── Material for this exercise
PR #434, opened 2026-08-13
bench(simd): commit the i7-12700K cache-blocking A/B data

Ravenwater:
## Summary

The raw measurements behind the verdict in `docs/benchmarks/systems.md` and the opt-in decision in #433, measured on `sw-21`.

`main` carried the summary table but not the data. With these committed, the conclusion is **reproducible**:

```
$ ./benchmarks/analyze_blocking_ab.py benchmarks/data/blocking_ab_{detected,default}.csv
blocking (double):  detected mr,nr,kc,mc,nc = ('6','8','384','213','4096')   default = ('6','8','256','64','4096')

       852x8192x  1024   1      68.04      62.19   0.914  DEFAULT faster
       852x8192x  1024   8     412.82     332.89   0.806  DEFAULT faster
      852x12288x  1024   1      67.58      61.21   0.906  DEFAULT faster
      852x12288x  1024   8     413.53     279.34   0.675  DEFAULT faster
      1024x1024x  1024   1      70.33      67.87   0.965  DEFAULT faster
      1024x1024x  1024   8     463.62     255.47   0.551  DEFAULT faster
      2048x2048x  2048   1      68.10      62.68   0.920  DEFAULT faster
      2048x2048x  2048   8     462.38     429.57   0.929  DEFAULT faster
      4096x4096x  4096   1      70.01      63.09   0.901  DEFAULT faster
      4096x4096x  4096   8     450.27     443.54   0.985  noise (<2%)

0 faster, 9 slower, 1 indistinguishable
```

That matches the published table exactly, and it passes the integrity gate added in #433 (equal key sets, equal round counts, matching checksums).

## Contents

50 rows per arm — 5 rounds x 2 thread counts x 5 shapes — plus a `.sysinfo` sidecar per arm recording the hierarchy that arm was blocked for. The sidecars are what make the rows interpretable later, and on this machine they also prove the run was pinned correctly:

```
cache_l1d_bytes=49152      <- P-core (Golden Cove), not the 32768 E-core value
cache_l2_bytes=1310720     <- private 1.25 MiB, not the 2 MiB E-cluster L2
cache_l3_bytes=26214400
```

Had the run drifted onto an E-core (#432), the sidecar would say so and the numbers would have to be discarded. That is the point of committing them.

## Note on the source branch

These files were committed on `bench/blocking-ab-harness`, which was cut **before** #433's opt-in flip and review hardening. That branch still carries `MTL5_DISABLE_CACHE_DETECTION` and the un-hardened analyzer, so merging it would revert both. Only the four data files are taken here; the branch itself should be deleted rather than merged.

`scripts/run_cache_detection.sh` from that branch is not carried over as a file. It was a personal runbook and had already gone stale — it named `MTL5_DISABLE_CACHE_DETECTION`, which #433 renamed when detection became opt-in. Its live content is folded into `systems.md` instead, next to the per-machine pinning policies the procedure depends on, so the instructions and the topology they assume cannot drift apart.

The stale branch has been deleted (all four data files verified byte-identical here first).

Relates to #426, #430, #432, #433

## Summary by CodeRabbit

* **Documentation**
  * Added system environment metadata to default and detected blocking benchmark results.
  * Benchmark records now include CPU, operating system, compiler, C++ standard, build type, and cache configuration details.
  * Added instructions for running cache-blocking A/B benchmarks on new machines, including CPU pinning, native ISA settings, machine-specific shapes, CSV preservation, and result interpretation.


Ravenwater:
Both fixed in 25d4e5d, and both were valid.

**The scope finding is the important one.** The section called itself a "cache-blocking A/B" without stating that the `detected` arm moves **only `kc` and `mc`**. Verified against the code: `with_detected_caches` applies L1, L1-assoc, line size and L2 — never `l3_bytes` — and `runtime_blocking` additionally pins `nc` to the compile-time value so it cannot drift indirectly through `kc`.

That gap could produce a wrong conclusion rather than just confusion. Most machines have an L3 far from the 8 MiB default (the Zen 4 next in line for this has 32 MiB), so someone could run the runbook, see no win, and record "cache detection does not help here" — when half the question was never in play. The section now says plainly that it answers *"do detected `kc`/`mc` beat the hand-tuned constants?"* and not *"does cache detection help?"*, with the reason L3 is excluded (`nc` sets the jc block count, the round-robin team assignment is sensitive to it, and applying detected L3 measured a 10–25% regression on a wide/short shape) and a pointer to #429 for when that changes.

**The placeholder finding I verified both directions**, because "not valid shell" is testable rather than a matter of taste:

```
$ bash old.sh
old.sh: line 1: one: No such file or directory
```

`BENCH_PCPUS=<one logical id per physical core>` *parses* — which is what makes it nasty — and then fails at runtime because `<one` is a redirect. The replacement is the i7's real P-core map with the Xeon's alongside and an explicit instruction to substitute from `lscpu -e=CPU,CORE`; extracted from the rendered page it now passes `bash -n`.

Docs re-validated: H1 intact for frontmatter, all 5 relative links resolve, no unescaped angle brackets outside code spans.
────
── Material for this exercise
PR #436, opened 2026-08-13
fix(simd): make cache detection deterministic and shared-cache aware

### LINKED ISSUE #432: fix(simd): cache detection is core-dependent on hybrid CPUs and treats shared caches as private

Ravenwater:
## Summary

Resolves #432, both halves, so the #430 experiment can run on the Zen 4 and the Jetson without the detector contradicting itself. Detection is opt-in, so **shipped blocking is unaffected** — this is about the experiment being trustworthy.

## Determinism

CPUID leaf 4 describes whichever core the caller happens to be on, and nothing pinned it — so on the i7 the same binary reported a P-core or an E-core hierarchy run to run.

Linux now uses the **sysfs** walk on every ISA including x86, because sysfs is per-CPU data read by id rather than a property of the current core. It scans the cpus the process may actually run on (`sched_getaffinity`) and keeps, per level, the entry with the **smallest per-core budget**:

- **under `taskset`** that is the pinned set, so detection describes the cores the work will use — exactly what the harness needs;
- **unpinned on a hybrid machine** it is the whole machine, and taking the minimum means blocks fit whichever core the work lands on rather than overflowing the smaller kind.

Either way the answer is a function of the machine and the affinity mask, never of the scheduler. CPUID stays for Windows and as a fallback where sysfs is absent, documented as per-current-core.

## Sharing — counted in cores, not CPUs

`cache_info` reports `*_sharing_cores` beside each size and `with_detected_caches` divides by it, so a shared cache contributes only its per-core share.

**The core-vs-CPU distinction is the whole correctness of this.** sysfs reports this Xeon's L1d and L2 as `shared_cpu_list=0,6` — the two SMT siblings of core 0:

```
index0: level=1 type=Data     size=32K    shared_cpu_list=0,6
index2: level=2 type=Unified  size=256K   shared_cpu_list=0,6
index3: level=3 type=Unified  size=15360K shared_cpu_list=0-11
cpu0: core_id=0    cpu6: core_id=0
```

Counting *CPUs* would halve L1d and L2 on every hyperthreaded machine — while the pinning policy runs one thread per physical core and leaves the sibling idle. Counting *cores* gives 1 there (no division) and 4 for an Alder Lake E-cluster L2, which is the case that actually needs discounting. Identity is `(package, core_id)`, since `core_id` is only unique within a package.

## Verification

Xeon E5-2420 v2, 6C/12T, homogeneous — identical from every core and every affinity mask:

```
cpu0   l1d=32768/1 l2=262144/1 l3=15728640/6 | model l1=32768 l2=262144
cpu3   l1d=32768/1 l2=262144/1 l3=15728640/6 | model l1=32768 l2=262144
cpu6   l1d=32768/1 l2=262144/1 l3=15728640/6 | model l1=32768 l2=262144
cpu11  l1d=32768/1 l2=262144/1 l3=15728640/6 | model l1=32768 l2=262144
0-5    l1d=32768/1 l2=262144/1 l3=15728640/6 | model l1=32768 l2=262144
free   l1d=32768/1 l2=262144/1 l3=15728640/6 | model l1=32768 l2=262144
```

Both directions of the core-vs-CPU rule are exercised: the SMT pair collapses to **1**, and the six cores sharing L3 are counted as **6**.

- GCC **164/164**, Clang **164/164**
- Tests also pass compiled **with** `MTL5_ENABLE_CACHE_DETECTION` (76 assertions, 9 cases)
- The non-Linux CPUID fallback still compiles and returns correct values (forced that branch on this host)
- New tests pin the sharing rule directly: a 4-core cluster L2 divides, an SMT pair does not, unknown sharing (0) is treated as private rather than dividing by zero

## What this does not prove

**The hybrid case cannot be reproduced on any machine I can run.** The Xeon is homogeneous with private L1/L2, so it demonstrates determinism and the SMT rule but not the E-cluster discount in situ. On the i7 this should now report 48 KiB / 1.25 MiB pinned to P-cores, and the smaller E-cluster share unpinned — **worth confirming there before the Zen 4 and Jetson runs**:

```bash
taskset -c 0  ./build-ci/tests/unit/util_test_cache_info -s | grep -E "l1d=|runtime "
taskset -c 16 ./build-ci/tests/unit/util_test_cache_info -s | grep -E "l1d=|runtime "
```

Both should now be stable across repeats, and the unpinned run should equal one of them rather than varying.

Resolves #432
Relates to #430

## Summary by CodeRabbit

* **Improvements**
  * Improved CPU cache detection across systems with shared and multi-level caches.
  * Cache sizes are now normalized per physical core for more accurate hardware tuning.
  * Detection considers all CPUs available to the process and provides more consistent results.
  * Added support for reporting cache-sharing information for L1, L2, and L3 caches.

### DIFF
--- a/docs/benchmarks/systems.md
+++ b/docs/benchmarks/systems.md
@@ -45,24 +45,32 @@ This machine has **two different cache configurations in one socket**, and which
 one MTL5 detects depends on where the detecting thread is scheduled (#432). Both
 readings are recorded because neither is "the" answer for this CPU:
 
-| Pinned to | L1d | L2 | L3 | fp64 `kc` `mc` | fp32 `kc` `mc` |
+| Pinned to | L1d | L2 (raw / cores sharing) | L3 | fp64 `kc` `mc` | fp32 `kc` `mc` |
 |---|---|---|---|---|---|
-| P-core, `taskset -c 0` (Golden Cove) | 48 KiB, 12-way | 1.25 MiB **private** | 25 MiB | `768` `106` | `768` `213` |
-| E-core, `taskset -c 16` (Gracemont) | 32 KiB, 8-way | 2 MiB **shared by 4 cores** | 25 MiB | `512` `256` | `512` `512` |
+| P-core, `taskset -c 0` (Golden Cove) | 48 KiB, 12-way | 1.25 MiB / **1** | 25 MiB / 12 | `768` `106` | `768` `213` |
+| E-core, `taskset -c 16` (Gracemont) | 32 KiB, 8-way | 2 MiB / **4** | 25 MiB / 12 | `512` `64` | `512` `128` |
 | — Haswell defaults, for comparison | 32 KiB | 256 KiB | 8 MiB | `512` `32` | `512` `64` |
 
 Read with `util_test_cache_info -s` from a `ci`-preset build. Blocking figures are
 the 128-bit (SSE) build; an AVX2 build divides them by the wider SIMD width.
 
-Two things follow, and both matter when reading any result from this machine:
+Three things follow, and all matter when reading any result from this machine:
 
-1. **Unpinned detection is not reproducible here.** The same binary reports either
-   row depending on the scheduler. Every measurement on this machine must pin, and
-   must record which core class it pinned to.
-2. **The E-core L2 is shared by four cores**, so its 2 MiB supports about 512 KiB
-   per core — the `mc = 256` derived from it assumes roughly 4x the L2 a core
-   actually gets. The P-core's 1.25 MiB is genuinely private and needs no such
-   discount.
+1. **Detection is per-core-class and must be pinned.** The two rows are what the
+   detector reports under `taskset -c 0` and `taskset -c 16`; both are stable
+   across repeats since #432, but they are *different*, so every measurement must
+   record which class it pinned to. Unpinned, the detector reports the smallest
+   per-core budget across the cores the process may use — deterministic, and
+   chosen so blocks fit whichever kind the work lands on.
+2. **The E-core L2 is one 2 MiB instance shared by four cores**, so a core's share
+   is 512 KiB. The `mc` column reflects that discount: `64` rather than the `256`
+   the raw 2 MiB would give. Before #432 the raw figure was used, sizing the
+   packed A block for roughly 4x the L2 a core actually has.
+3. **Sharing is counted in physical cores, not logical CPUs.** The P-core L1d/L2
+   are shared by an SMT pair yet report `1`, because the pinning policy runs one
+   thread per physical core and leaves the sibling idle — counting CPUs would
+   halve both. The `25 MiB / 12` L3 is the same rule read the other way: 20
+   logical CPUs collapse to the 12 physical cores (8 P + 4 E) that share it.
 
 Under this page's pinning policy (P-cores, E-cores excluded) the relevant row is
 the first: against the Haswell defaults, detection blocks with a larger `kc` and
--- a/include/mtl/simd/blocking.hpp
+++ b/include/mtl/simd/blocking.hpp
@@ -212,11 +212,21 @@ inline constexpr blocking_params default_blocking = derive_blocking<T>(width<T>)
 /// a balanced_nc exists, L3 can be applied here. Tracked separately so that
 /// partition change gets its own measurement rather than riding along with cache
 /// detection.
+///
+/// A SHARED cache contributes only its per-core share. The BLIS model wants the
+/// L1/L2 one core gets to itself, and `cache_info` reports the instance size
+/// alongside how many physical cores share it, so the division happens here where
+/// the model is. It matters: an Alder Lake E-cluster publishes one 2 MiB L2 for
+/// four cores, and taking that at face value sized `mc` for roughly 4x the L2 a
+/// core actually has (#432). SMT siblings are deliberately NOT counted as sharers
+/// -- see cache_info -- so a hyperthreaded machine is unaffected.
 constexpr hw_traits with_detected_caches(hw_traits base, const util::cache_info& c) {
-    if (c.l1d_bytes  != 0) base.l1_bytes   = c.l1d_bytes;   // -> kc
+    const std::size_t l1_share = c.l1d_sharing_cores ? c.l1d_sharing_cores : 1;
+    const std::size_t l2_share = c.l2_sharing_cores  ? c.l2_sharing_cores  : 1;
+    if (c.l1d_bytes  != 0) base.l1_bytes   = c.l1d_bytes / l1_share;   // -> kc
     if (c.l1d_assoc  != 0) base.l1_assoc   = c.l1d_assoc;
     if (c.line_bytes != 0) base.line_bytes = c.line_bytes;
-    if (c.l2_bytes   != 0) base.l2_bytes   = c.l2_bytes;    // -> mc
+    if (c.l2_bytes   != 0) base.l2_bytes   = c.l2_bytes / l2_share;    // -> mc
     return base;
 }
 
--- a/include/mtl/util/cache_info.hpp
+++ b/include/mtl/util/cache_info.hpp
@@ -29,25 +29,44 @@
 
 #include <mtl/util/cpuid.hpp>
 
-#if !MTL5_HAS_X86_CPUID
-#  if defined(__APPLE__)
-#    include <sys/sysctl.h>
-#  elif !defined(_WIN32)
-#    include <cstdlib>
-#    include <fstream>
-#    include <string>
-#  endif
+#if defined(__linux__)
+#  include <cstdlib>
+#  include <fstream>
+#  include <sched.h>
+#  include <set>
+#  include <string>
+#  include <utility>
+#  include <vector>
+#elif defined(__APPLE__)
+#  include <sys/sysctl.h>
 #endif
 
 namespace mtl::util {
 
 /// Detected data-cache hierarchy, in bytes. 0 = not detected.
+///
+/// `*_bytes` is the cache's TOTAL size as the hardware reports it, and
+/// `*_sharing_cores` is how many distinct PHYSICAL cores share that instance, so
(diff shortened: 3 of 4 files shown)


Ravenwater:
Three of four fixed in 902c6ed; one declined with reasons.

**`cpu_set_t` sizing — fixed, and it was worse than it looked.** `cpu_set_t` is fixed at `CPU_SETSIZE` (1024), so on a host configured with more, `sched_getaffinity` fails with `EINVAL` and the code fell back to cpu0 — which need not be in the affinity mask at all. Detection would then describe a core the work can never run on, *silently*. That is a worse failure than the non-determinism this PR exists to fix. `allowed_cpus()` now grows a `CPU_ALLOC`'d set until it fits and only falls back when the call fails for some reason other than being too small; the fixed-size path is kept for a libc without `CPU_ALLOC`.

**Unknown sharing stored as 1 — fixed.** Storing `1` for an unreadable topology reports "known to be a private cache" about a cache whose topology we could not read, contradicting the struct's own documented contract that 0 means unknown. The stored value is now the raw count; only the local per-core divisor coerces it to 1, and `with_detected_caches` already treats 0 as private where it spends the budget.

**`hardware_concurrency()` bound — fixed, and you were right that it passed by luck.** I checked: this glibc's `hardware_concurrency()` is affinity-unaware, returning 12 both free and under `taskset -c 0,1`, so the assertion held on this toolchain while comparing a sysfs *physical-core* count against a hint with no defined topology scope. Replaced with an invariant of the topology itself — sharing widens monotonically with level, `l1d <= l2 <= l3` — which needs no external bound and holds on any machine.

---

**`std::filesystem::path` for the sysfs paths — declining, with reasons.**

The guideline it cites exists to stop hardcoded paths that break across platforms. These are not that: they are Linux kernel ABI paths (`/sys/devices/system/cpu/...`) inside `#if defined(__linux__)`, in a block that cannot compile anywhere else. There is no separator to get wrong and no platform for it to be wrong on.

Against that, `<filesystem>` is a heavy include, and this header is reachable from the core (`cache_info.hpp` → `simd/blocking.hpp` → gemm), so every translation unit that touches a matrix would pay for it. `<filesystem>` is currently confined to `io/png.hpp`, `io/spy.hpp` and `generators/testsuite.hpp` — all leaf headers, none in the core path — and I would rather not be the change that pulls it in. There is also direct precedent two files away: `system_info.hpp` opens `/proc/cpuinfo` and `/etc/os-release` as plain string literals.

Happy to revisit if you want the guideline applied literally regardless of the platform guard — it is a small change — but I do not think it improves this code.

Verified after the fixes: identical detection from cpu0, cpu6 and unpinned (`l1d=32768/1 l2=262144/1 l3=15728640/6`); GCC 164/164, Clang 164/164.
────
── Material for this exercise
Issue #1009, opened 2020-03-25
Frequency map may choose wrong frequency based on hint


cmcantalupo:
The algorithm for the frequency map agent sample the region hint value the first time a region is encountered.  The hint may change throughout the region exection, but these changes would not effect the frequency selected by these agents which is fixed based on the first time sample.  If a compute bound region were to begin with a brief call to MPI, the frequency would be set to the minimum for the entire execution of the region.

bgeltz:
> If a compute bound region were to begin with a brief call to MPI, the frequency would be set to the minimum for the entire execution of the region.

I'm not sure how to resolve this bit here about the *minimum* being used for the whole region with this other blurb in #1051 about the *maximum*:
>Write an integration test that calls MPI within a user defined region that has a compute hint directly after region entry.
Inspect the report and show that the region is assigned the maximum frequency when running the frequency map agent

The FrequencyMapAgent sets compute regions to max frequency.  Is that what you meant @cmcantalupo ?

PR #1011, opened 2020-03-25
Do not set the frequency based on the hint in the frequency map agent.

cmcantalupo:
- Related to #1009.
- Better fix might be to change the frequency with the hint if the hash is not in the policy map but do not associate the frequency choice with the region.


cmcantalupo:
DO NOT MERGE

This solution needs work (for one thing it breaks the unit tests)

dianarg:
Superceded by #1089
────
▸ What this task involves
Copy out only the lines of the records above from the one with "1.25 MiB **private**" through the one with "1.25 MiB / **1**", exactly as they stand, both included.

▸ Result for this task
-| P-core, `taskset -c 0` (Golden Cove) | 48 KiB, 12-way | 1.25 MiB **private** | 25 MiB | `768` `106` | `768` `213` |
-| E-core, `taskset -c 16` (Gracemont) | 32 KiB, 8-way | 2 MiB **shared by 4 cores** | 25 MiB | `512` `256` | `512` `512` |
+| P-core, `taskset -c 0` (Golden Cove) | 48 KiB, 12-way | 1.25 MiB / **1** | 25 MiB / 12 | `768` `106` | `768` `213` |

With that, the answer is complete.